Under the deal with Spacecom, state-owned IAI was contracted to build AMOS-6 and its ground control systems, as well as provide operating services. Spacecom estimated that the cost of launching, insuring and one year's operation of AMOS-6 would be US$85 million.

The AMOS-6 included payload components from various sub-contractors including Canada's MacDonald, Dettwiler and Associates, which built the communications payload, and Thales Alenia Space ETCA for the electric propulsion.

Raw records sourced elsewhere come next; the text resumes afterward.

PR #8188, opened 2020-11-20
Fixed micro(or .z) version and zStream Rerun, also removed older way of version retrieval 

jyejare:
The version property of a server does not retrieves the `micro version` of a satellite version and hence the retrieval of zStream launches were not possible ! This PR fixes it !

### DIFF
--- a/robottelo/host_info.py
+++ b/robottelo/host_info.py
@@ -64,7 +64,7 @@ def _extract_sat_version(ssh_cmd):
     ssh_result = ssh.command(ssh_cmd)
     if ssh_result.stdout:
         version_description = ssh_result.stdout[0]
-        version_re = r'[^\d]*(?P<version>\d(\.\d){1})'
+        version_re = r'[^\d]*(?P<version>\d(\.\d){2})'
         result = re.search(version_re, version_description)
         if result:
             host_sat_version = result.group('version')
--- a/robottelo/host_info.py
+++ b/robottelo/host_info.py
@@ -31,9 +31,7 @@ def get_host_os_version():
     return 'Not Available'
 
 
-_SAT_6_2_VERSION_COMMAND = 'rpm -q satellite'
-
-_SAT_6_1_VERSION_COMMAND = 'grep "VERSION" /usr/share/foreman/lib/satellite/version.rb'
+_SAT_6_VERSION_COMMAND = 'rpm -q satellite'
 
 
 @functools.lru_cache(maxsize=1)
@@ -42,14 +40,10 @@ def get_host_sat_version():
     :return: Satellite version
     :rtype: version
     """
-    commands = (
-        _extract_sat_version(c) for c in (_SAT_6_2_VERSION_COMMAND, _SAT_6_1_VERSION_COMMAND)
-    )
-    for version, ssh_result in commands:
-        if version != 'Not Available':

The satellite "[incorporated] new technologies that represent a significant leap forward in the capabilities of IAI and the state of Israel in space", according to IAI's president.

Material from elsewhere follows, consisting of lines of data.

PR #8189, opened 2020-11-20
Pytest conversion for {api, cli}/test_operatingsystem.py

tpapaioa:
This PR converts `tests/foreman/api/test_operatingsystem.py` and `tests/foreman/cli/test_operatingsystem.py` from unittest to pytest. The fixture `module_org` is used, and subtests are converted to parametrized tests.

```
# pytest tests/foreman/api/test_operatingsystem.py tests/foreman/cli/test_operatingsystem.py

[...]

collected 154 items

tests/foreman/api/test_operatingsystem.py ...........s.................. [ 19%]
...................................................................      [ 62%]
tests/foreman/cli/test_operatingsystem.py .............................. [ 82%]
..........................s                                              [100%]

[...]

============ 152 passed, 2 skipped, 3 warnings in 944.71s (0:15:44) ============
```

### DIFF
--- a/tests/foreman/api/test_operatingsystem.py
+++ b/tests/foreman/api/test_operatingsystem.py
@@ -30,12 +30,12 @@ from requests.exceptions import HTTPError
 
 from robottelo.constants import OPERATING_SYSTEMS
 from robottelo.datafactory import invalid_values_list
+from robottelo.datafactory import parametrized
 from robottelo.datafactory import valid_data_list
-from robottelo.test import APITestCase
 from robottelo.utils.issue_handlers import is_open
 
 
-class OperatingSystemParameterTestCase(APITestCase):
+class TestOperatingSystemParameter:
     """Tests for operating system parameters."""
 
     @pytest.mark.tier1
@@ -52,7 +52,7 @@ class OperatingSystemParameterTestCase(APITestCase):
         # Check whether OS 1 exists.
         os1 = entities.OperatingSystem(id=1).read_raw()
         if os1.status_code == NOT_FOUND and entities.OperatingSystem().create().id != 1:
-            self.skipTest('Cannot execute test, as operating system 1 is not available.')
+            pytest.skip('Cannot execute test, as operating system 1 is not available.')
 
         # Create and read a parameter for operating system 1. The purpose of
         # this test is to make sure an HTTP 422 is not returned, but we're also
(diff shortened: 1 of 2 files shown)


tests/foreman/api/test_operatingsystem.py
```diff
@@ -63,21 +63,16 @@ def test_verify_bugzilla_1114640(self):
...
 
-    @classmethod
-    def setUpClass(cls):
-        """Create an organization which can be re-used in tests."""
-        super().setUpClass()
-        cls.org = entities.Organization().create()
-
     @pytest.mark.tier1
-    def test_positive_create_with_name(self):
+    @pytest.mark.parametrize('name', **parametrized(valid_data_list()))
```
mshriver, line 74: Please add `:parametrized: yes` to test function docblocks when they are parametrized.

mshriver (changes requested):
Testimony tokens are required for parametrization

tests/foreman/api/test_operatingsystem.py
tpapaioa: Done.

tests/foreman/api/test_operatingsystem.py
```diff
@@ -142,41 +137,43 @@ def test_positive_read_minor_version_as_string(self):
...
         """
         name = gen_string('utf8')
-        for desc in valid_data_list():
-            with self.subTest(desc):
-                os = entities.OperatingSystem(name=name, description=desc).create()
-                self.assertEqual(os.name, name)
-                self.assertEqual(os.description, desc)
+        os = entities.OperatingSystem(name=name, description=desc).create()
+        assert os.name == name
+        assert os.description == desc
```
devendra104, line 159: Add the cleanup.

tests/foreman/api/test_operatingsystem.py
```diff
@@ -63,55 +63,50 @@ def test_verify_bugzilla_1114640(self):
...
             name=name, operatingsystem=1, value=value
         ).create()
-        self.assertEqual(os_param.name, name)
-        self.assertEqual(os_param.value, value)
+        assert os_param.name == name
+        assert os_param.value == value
 
 
-class OperatingSystemTestCase(APITestCase):
+class TestOperatingSystem:
```
devendra104, line 70: I think class is not required.

tests/foreman/api/test_operatingsystem.py
```diff
@@ -63,55 +63,50 @@ def test_verify_bugzilla_1114640(self):
...
         :expectedresults: Operating system entity is created and has proper
             name
 
         :CaseImportance: Critical
         """
-        for name in valid_data_list():
-            with self.subTest(name):
-                os = entities.OperatingSystem(name=name).create()
-                self.assertEqual(os.name, name)
+        os = entities.OperatingSystem(name=name).create()
```
devendra104, line 87: Add the cleanup.

devendra104 (commented):
Left two common comments, one for cleanup and the other for class.

tests/foreman/api/test_operatingsystem.py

=== Lease to external customers ===
In October 2015, social media company Facebook and satellite fleet operator Eutelsat agreed to pay Spacecom US$95 million over a period of about five years for the lease of the Ka-band spot-beam broadband capacity — 36 regional spotbeams with a throughput of about 18 Gbit/s — on AMOS-6 to provide service for Facebook and a new Eutelsat subsidiary focusing on African businesses. Costs would be divided in approximately equal shares between Eutelsat and Facebook. The parties agreed to the right to terminate the contract if AMOS-6 and the ground gateways in France, Italy and Israel were not ready for service by 1 January 2017. The lease was for the use of the satellite until September 2021, with an option for a two-year extension at a reduced rate. After a technical analysis, including an assessment of customer power requirements, Facebook and Eutelsat concluded that only 18 out of the 36 Ka-band spot beams could be used simultaneously without sacrificing user experience.

=== Destruction ===
On 1 September 2016, during propellant loading for a routine test, the Falcon 9 launch vehicle suffered an anomaly that destroyed the vehicle and its AMOS-6 payload. The explosion started near the upper stage LOX (liquid oxygen) tank. Because the satellite was destroyed prior to the launch, the cost of the satellite was not covered by Spacecom's insurance policy, but rather by the manufacturer, IAI. IAI had its own insurance and filed a claim in order to compensate Spacecom. Spacecom's contract with SpaceX specified that Spacecom could choose to receive US$50 million, or a future flight at no cost. Spacecom chose the future flight to launch AMOS-17.

News reports in early November 2016 indicated that SpaceX had determined the root cause for the anomaly, that it was straightforwardly fixable, and that SpaceX would return to flight in December 2016. On 2 January 2017, SpaceX released an official statement indicating that the cause of the failure was a buckled liner in several of the Composite overwrapped pressure vessel (COPV) tanks, causing perforations that allowed liquid and/or solid oxygen to accumulate between the liner and the overwrap, which was ignited by friction.